Stored data:
┌──

PR #365, opened 2025-03-08
fix: use correct variant calling landing body even when gene model url is absent (#347)

### LINKED ISSUE #347: Populate assembly URL for assemblies without gene model URLs when launching Galaxy workflow
For assemblies without gene model URLs, populate assembly URL when launching the Galaxy workflow.

hunterckx:
Closes #347


mvdbeek (approved):
Thanks!

PR #368, opened 2025-03-09
fix: avoid assembly duplication due to duplicate taxonomy ids and add checks for duplicate entity ids (#367)

### LINKED ISSUE #367: Assemblies are duplicated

└──

State the number of lines in the records that include the word "model", and add nothing to it.

3